PR #634, opened 2019-12-19
Add python_requires to prevent pip installing this on py2

craigds:
owslib 0.19.0 successfully installs on unsupported pythons, and errors later because it only supports python 3. 

This PR adds a conservative `python_requires` for 3.4.

Usage:

```
$ pip2 install .
Processing /Users/craigds/checkout/OWSLib
ERROR: OWSLib requires Python '>=3.4' but the running Python is 2.7.16
```

### DIFF
--- a/setup.py
+++ b/setup.py
@@ -28,6 +28,7 @@ setup(name              = 'OWSLib',
       maintainer_email  = 'tomkralidis@gmail.com',
       url               = 'https://geopython.github.io/OWSLib',
       install_requires  = reqs,
+      python_requires   = '>=3.5',
       cmdclass          = {'test': PyTest},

━━━━

What is being asked: From the entries above, copy every line containing the word "setup".

Reply:
--- a/setup.py
+++ b/setup.py
@@ -28,6 +28,7 @@ setup(name              = 'OWSLib',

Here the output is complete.